Sorry, just realised you are in the N section, please ignore my comments! Must learn to read more carefully. I also have some N diesels and I have to say my experiences with sound in them haven't been good. I put a Digitrax in a Kato SD40 and it was less than impressive. I even changed the speaker to much larger one but it was still the same. Haven't heard the Mantua ones.


----------



## spookshow (Jun 5, 2015)

I would avoid the Bachmann SD45. I purchased two of them and wound up returning both due to problems with them constantly stalling out. Others have reported similar experiences.

The Atlas S2 is a terrific locomotive. Broadway Ltd also makes a very nice line of sound-equipped diesels. 

Cheers,
-Mark


----------



## rrjim1 (Mar 12, 2015)

I agree with Mark, the Atlas S2 is a great running and sounding loco.
I am surprised that no one has figured out why the new Bachmann SD45 has the stalling problem. If the price goes low enough, Super Sale I may purchase one and find out why they stall.


----------



## spookshow (Jun 5, 2015)

rrjim1 said:


> I am surprised that no one has figured out why the new Bachmann SD45 has the stalling problem.

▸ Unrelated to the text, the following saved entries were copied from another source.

PR #352, opened 2025-03-28
feat(ADR): LTS Strategy

wesleytodd:
A proposal for an LTS strategy with committed dates and next steps. Please see the goals/non-goals for this ADR.

I attempted to copy/paste without edits from all the sources we had. I admit there was a lot of it and so if I missed something please help and link to it so I can get it included.

### DIFF
--- a/docs/adr/lts-strategy.md
+++ b/docs/adr/lts-strategy.md
@@ -128,15 +128,15 @@ For the existing release lines, we will set the following phase dates:
 
 | Major | CURRENT | ACTIVE | MAINTENANCE | EOL |
 | ----- | ------- | ------ | ----------- | --- |
-| 4.x   |         |        | 2025-04-01 | *no sooner than 2026-10-01 |
-| 5.x   | 2024-09-11 | 2025-03-31 | **TBD | **TBD |
-| 6.x   | ***TBD | | | |
+| 4.x   |         |        | 2025-04-01 | <sup>[1]</sup> no sooner than 2026-10-01 |
+| 5.x   | 2024-09-11 | 2025-03-31 | <sup>[2]</sup>TBD | <sup>[2]</sup>TBD |
+| 6.x   | <sup>[3]</sup>TBD | | | |
 
-*: v4 is a special case, and we may extend MAINTENENCE support. This date is called out to give users confidence we will
+1. v4 is a special case, and we may extend MAINTENENCE support. This date is called out to give users confidence we will
    not end-of-life *earlier* than this date.
-**: v5 MAINTENENCE and EOL dates are determined by when v6 is released. We will update them when v6 release dates are
+2. v5 MAINTENENCE and EOL dates are determined by when v6 is released. We will update them when v6 release dates are
     committed to. 
-***: v6 work has not started yet. The earliers we could choose to release by this proposal is 2026-01-01. We will update
+3. v6 work has not started yet. The earliers we could choose to release by this proposal is 2026-01-01. We will update
      these dates when we commit to them.
 
 ### Documentation
--- a/docs/adr/lts-strategy.md
+++ b/docs/adr/lts-strategy.md
@@ -77,7 +77,7 @@ requirements:
     tagged `latest` on npm for a minimum of 12 months.
   - `MAINTENANCE`: When a new major version becomes `ACTIVE`, the previous major version enters `MAINTENANCE` for 12 months.
 - After the `MAINTENANCE` time has ended the major version is considered `EOL` and is unsupported.
-- During the `ACTIVE` period, a new major version may be released but *not* until at least 6 months have passed
+- During the `ACTIVE` period, a new major version may be released but *not* until at least 12 months have passed
   since the `CURRENT` version became `ACTIVE`.
 - Users are required to follow the head/latest of each major release line for support with all packages (`express`,
   dependencies, middleware, & tools/other)
@@ -136,9 +136,14 @@ For the existing release lines, we will set the following phase dates:
 
 | Major | CURRENT | ACTIVE | MAINTENANCE | EOL |
 | ----- | ------- | ------ | ----------- | --- |
-| 4.x   |         |        | 2025-04-01 | 2026-10-01 or later |
-| 5.x   | 2024-09-11 | 2025-03-31 | 2026-04-01 | 2027-04-01 |
-| 6.x   | TBD after 2025-10-01 | | | |
+| 4.x   |         |        | 2025-04-01 | *no sooner than 2026-10-01 |
+| 5.x   | 2024-09-11 | 2025-03-31 | **no sooner than 2026-04-01 | **no sooner than 2027-04-01 |
+| 6.x   | ***no sooner than 2026-01-01 | | | |
+
+*: v4 is a special case, and we may extend MAINTENENCE support
+**: v5 MAINTENENCE and EOL dates are determined by when v6 is released, these dates reflect the earliest datest if we
+were to ship v6 on 2025-10-01
+***: v6 work has not officially started yet, this is simply the earliest date we can ship based on our proposed policy
 
 ### Documentation
 
--- a/docs/adr/lts-strategy.md
+++ b/docs/adr/lts-strategy.md
@@ -86,7 +86,7 @@ requirements:
 - Dropping old Node.js versions *alone* is not enough of a breaking change to release a new major version. Applies to
   `express`, dependencies, middleware, & tools/other.
 - `express` version 4.x is considered a special case. It will receive a longer `MAINTENENCE` phase of 18 months or until
-  the TC agrees we are save cutting support.
+  the TC agrees we are safe cutting support.
 - `express` dependency packages will follow the same timeline and support dates for the `express` version which they are
   included with.
 - Middleware packages should follow the timeline and support dates for the `express` versions they are compatible, but
--- a/docs/adr/lts-strategy.md
+++ b/docs/adr/lts-strategy.md
@@ -1,0 +1,176 @@
+# ADR [Number]: LTS Strategy and Support Schedule
+
+## Status
+
+Proposed
+
+## Submitters
+
+- @wesleytodd
+
+## Decision Owners
+
+- @expressjs/express-tc
+
+## Context
+
+Conversation about our LTS strategy, support dates for our major release lines, and how we should message this content
+has been spread out across multiple issues, repos, slack channels, and meetings. We have landed a few starter documents,
+and generally have agreed on our goals/strategy but we have not officially documented and centralized that. This ADR is
+both gathering all that context to one place as well as give concrete decisions and next steps.
+
+### Scope:
+
+This ADR applies to, and should cover, all repositories within the Express Projects three orgs (`jshttp`, `pillarjs`,
+`expressjs`). While everything stems from support for the primary `express` package, due to the coupling of many of our
+dependency and middleware packages, we must also address those packages as well. 
+
+### ADR Goals:
+
+- Improve documentation on our support goals
+- Document criteria and reasoning for when to release new majors
+- Define life cycle for releases, terminology we will use, 
+- Improve documentation on how our LTS relates to Node.js version support
+- Documentation on how our LTS relates to our direct dependencies and other Express project repos/packages
+- Set clear next steps for documenting and publicising the LTS strategy 
+- Select dates for known release line support and EOL
+- Create starter language and graphics for our future blog posts, website additions, and other necessary docs 
+
+### ADR Non-Goals:
+
+- Create an end-user documentation resource (either for immediate use or future use)
+- Commit to future release dates
+
+**Existing issues/discussions/pull requests related to this:**
+
+- Initial LTS strategy doc: https://github.com/expressjs/discussions/blob/master/docs/LTS-strategy.md
+- Additional LTS doc proposal: https://github.com/expressjs/admin/pull/3
+- https://github.com/ctcpip/express-release
+- Some other related discussions:
+  - https://github.com/expressjs/discussions/issues/196
+  - https://github.com/expressjs/discussions/issues/172
+  - https://github.com/expressjs/discussions/issues/67
+- TC Slack Discussion: https://openjs-foundation.slack.com/archives/C06KMCETHG9/p1724863852681889
+
+### Package/Repository Types
+
+We maintain four primary types of packages/repos:
+
+1. `express`: The minimal http framework
+2. `express` dependencies: Libraries which are used directly or transitively within `express` and also by others outside
+   of the project
+3. Middleware: Libraries for use *with* `express` but not installed with it directly
+4. Others: Tools, documentation, websites, resources, etc.
+
+While much of this proposal is targeted specifically at `express`, this terminology will be used to differentiate where
+we are not only talking about `express`.
+
+## Decision
+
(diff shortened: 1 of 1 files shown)


docs/adr/lts-strategy.md
```diff
@@ -0,0 +1,176 @@
...
+  `express`, dependencies, middleware, & tools/other.
+- `express` version 4.x is considered a special case. It will receive a longer `MAINTENENCE` phase of 18 months or until
+  the TC agrees we are save cutting support.
+- `express` dependency packages will follow the same timeline and support dates for the `express` version which they are
+  included with.
+- Middleware packages should follow the timeline and support dates for the `express` versions they are compatible, but
+  should make reasonable and informed decisions which can deviate if necessary.
+- All other packages are suggested to define an appropriate strategy for support.
+
+### Node.js Version Support
```
wesleytodd, line 96: It is questionable if this section belongs in this ADR. IMO they are separate but have some connections. We do not want our support/release plan to conflict too much with Node.js so that we avoid supporting too many EOL Node.js versions. But other than that, maybe we just remove this section for now and make a separate "node.js version support strategy"?

docs/adr/lts-strategy.md
```diff
@@ -0,0 +1,176 @@
...
+
+This includes this doc, but also detailed things about the process that are not necessary for anyone but us. This
+documentation will live in one of three places:
+
+1. The `discussions` repo. If the content applies to more than one repo/package in any of the three orgs, is general in
+   nature, or otherwise has no logical other place to go it goes here.
+2. The individual repo/package to which it applies. If an individual package has more detailed or different needs the
+   docs will live along with the repo as decided by the captains.
+
+**User documentation:**
```
bjohansebas, line 161: 3?

```suggestion
3. **User documentation:**
```

wesleytodd: No, this is intended to be a new section like line 151 is. I debated using a fourth level of heading but this seemed to look alright in the web view.

docs/adr/lts-strategy.md
```diff
@@ -0,0 +1,176 @@
...
+requirements:
+
+- `express` major versions will go through three supported phases: Current, Active, & Maintenance
+  - `CURRENT`: A new major version is designated as `CURRENT` upon release. It is available but not the `latest` version
+    on npm for a minimum of 3 months.
+  - `ACTIVE`: After the minimum 3 month period and the TC agrees it is stable and secure, the `ACTIVE` version is
+    tagged `latest` on npm for a minimum of 12 months.
+  - `MAINTENANCE`: When a new major version becomes `ACTIVE`, the previous major version enters `MAINTENANCE` for 12 months.
+- After the `MAINTENANCE` time has ended the major version is considered `EOL` and is unsupported.
+- During the 12 month `ACTIVE` period, a new major version may be released but *not* until at least 6 months have passed
```
naugtur, line 80: Earlier the period is defined as "at least 12". Not sure if the intention here is to mirror it or say exact 12

docs/adr/lts-strategy.md
```diff
@@ -0,0 +1,176 @@
...
+  since the `CURRENT` version became `ACTIVE`.
+- Users are required to follow the head/latest of each major release line for support with all packages (`express`,
+  dependencies, middleware, & tools/other)
+- If we have no necessary breaking changes, we will not release a new major version. Applies to `express`,
+  dependencies, middleware, & tools/other.
+- Dropping old Node.js versions *alone* is not enough of a breaking change to release a new major version. Applies to
+  `express`, dependencies, middleware, & tools/other.
+- `express` version 4.x is considered a special case. It will receive a longer `MAINTENENCE` phase of 18 months or until
+  the TC agrees we are save cutting support.
```
naugtur, line 89:
```suggestion
  the TC agrees we are safe cutting support.
```

docs/adr/lts-strategy.md
naugtur: Public docs however would benefit of having both explained in one place.

docs/adr/lts-strategy.md
```diff
@@ -0,0 +1,176 @@
...
+  should make reasonable and informed decisions which can deviate if necessary.
+- All other packages are suggested to define an appropriate strategy for support.
+
+### Node.js Version Support
+
+- Each major version of all packages (`express`, deps, middleware, etc) will support a minimum of the oldest Node.js LTS
+at the time of release and maintain that support through its entire life cycle. This includes EOL Node.js versions.
+- `express` may choose to continue support for EOL Node.js versions in all three phases if deemed valuable, but will
+strive to cut support before it becomes a drain on progress.
+- All `express` dependency packages must support, at a minimum, the Node.js versions that are supported by the `express`
```
naugtur, line 102: The combination of this and preceding line might mean that when an unsupported version of node.js has a particular vulnerability, dependency packages are forced to provide workarounds to avoid exposing the vulnerability.

docs/adr/lts-strategy.md
```diff
@@ -0,0 +1,176 @@
...
+- Middleware packages must at a minimum follow the same Node.js versions as the `CURRENT` and `ACTIVE` release lines of
+`express`. They should attempt to also support `MAINTENANCE` lines as well, but the discretion of the captains is
+important.
+- All other packages are suggested to follow a reasonable Node.js support policy for their needs.
+
+### Life Cycle Phases & Meaning
+
+**CURRENT**
+
+- New majors will go through a short period hardening to ensure stability, security, and ecosystem libraries/resources
```
naugtur, line 113:
```suggestion
- New majors will go through a short period of hardening to ensure stability, security, and ecosystem libraries/resources
```

docs/adr/lts-strategy.md
naugtur: Nitpicky: Sighted folks use H levels for understanding document structure too. I'd go with H4 despite it's unfortunate rendering on GitHub.

bjohansebas: It seems odd to say that it will live in three places, but the list only includes two places.

docs/adr/lts-strategy.md
```diff
@@ -0,0 +1,176 @@
...
+**`express` dependencies**
+
+### Schedule
+
+For the existing release lines, we will set the following phase dates:
+
+
+| Major | CURRENT | ACTIVE | MAINTENANCE | EOL |
+| ----- | ------- | ------ | ----------- | --- |
+| 4.x   |         |        | 2025-04-01 | 2026-10-01 or later |
```
marco-ippolito, line 143: When v5 becomes tagged as latest, users running `npm i express` need to be aware they are using v5 and must know that should not use v4 which will be EOL after a certain date. The reason is that it will invalidate a lot of tutorials and beginner content, so it must be clear to users that they are installing v5 and v4 will not be supported.
Id start preparing the ecosystem for the end of v4 by adding deprecation warnings, blogposts etc...

docs/adr/lts-strategy.md
wesleytodd: Ah, good point and yes I agree fully. I will add that to the section about public docs.

docs/adr/lts-strategy.md
wesleytodd: Oh! ha, maybe I had three in mind and cut one. Yeah I will fix that.

docs/adr/lts-strategy.md
wesleytodd: Most of this was copied from conversations we had, so it was not all written at once and I probably should have re-read some after it was together. For this one, I actually think maybe we should just drop the months here so we dont have inconsistent language but also make clear it can happen during that period:

```suggestion
- During the `ACTIVE` period, a new major version may be released but *not* until at least 6 months have passed
```

docs/adr/lts-strategy.md
wesleytodd: Hm, interesting, yeah I think I follow but I also think that we have discussed something similar to this as well before. Our discussion was around v4 users stuck on EOL node versions and how our pass through apis expose many of the same vulns as the underling runtime. IIRC we decided this was out of scope for what we consider this projects problem to solve. 

Now that you are saying that though, I wonder if we should add this to our threat model doc? https://github.com/expressjs/security-wg/blob/main/docs/ThreatModel.md cc @expressjs/security-wg

docs/adr/lts-strategy.md
wesleytodd: I am going to write the blog post after following up on these reviews. I am not sure we will even deprecate on npm after that. That said, I agree for beginners this is not enough and we might want to do more. I agree this is going to be a *big* problem and it is one why we didn't go latest earlier. Do you think we should do a `postinstall` message or something? This is for sure a tough one to solve, so open to any recommendations.

marco-ippolito: yeah I think we should add a warning (not sure you can do it through postinstall since you cant write to stdout for sure) saying hey express 4 will be EOL this date, please migrate

ljharb: You could certainly `npm deprecate` every v4 version except the latest one, though.

docs/adr/lts-strategy.md
naugtur: I think it's ok to go the other way and explicitly say that express and it's ecosystem will not be forced to work around vulns in EOL Node.

docs/adr/lts-strategy.md
UlisesGascon, line 139:
```suggestion
| 4.x   |         |        | 2025-04-01 | 2026-10-01 |
```

We can always "negociate" but let's avoid setting expectation to delay that day forever :)

wesleytodd: We had discussed that at one point IIRC and I think we were unsure of the value, but since we won't be doing that for sure until EOL, we have 18 months to decide.

wesleytodd: This was at @ctcpip's request: https://openjs-foundation.slack.com/archives/C02QB1731FH/p1743197622883289?thread_ts=1743196832.158829&cid=C02QB1731FH

ljharb: The value would be to aggressively push people, at the least, to be on the latest v4, and at best, v5.

bjohansebas (approved):

jonchurch:
I had dropped this draft of messaging around EOL into the WG 
https://github.com/expressjs/discussions/issues/351#issuecomment-2767320770

docs/adr/lts-strategy.md
ctcpip: We briefly discussed today, and we have agreed to remove some of this language from this doc, to keep it focused specifically on release strategy and to remove excess details that do not need to be explicitly stated or promised.

docs/adr/lts-strategy.md
```diff
@@ -0,0 +1,173 @@
...
+
+- New majors will go through a short period of hardening to ensure stability, security, and ecosystem libraries/resources
+  compatibility.
+- We will strive to ensure no breaking changes are included, but reserve the right to make security or high priority
+  fixes of breaking nature within this period.
+- `CURRENT` lines will receive all types of active work including: bug fixes, security patches, new features, and
+  deprecation notices.
+- Users are recommended to use  `CURRENT` lines and to upgrade as quickly as their risk profile allows
+
+#### ACTIVE
```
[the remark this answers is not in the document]
ctcpip: I don't think we benefit from specifying anything particular here, because if we ever had a potential non-semver breaking change, it would be evaluated very carefully, and only done if the benefit truly outweighed the harm it would cause.

docs/adr/lts-strategy.md
ctcpip: We discussed briefly today, but this is somewhat out of scope for what we are trying to do with this document.  Let's create a separate issue to track strategy around v4 EOL planning.

ctcpip: If we are setting a date, we should have reasonable confidence that we would actually meet that date.  Otherwise, it's just completely arbitrary.  I suggest we leave as is, or put `TBD`.

Phillip9587 (approved):

docs/adr/lts-strategy.md
wesleytodd: I removed this section and called out our plan to address this independently.

docs/adr/lts-strategy.md
wesleytodd: Updated this section to add more clarity, we can continue the discussion around v4 EOL plans as @ctcpip said in a follow up issue.

wesleytodd: Changed to TBD with a bit of extra language in the footnote.

docs/adr/lts-strategy.md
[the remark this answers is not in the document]
wesleytodd: Yeah, I am alright leaving this unaddressed for now. Can we call this resolved and treat any additions as future edits after merging this?

UlisesGascon (approved):

docs/adr/lts-strategy.md
```diff
@@ -0,0 +1,172 @@
...
+| ----- | ------- | ------ | ----------- | --- |
+| 4.x   |         |        | 2025-04-01 | *no sooner than 2026-10-01 |
+| 5.x   | 2024-09-11 | 2025-03-31 | **TBD | **TBD |
+| 6.x   | ***TBD | | | |
+
+*: v4 is a special case, and we may extend MAINTENENCE support. This date is called out to give users confidence we will
+   not end-of-life *earlier* than this date.
+**: v5 MAINTENENCE and EOL dates are determined by when v6 is released. We will update them when v6 release dates are
+    committed to. 
+***: v6 work has not started yet. The earliers we could choose to release by this proposal is 2026-01-01. We will update
```
bjohansebas, line 139: Just a small detail, I think you need to escape each * (\*) so that markdown doesn’t apply its formatting, that happened on the website, and it will very likely happen here too.

bjohansebas (approved):

docs/adr/lts-strategy.md
wesleytodd: Screenshot 2025-04-17 at 3 12 56 PM

Yeah, looks like the formatting is broken. I bet once I move it to a list the stars will be an issue. I will make them numbered footnotes.

wesleytodd: Screenshot 2025-04-17 at 3 16 40 PM

Fixed.

docs/adr/lts-strategy.md
```diff
@@ -0,0 +1,172 @@
...
+
+The Express project will have a well defined Long Term Support (LTS) strategy and schedule based on the following
+requirements:
+
+- `express` major versions will go through three supported phases: Current, Active, & Maintenance
+  - `CURRENT`: A new major version is designated as `CURRENT` upon release. It is available but not the `latest` version
+    on npm for a minimum of 3 months.
+  - `ACTIVE`: After the minimum 3 month period and the TC agrees it is stable and secure, the `ACTIVE` version is
+    tagged `latest` on npm for a minimum of 12 months.
+  - `MAINTENANCE`: When a new major version becomes `ACTIVE`, the previous major version enters `MAINTENANCE` for 12 months.
```
ctcpip, line 78:
```suggestion
  - `MAINTENANCE`: When a new major version becomes `ACTIVE`, the previous major version enters `MAINTENANCE` for a minimum of 12 months.
```

ctcpip (approved):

It's a big mystery to me. I addressed all of the usual suspects (wheels, wipers, chassis contacts, etc), but no luck. The decoder is a new one (designed specifically for the SD45), so my suspicion is that the problems start there. In any case, I do plan on trying one from the next shipment to see if anything has changed.

Cheers,
-Mark


----------



## Project Galileo (Oct 28, 2015)

Having ordered an SD45 I paid close attention to all the hubbub regarding the problems with the Bachmann loco. It arrived the last week in December. The Rio Grande SD45 I received has not had the stalling problems I have read about. Forward, backward, through turnouts, I haven't been able to reproduce the stalling problems others have had. It has about 12 hours on it now and still runs fine. I wonder if the problems got figured out since the unit I received runs and sounds great. Mine runs on Kato Unitrack that I have gleamed and the track is quite clean. The sound it typical for my other N scale locos. I am relieved and happy since it is a looker too. 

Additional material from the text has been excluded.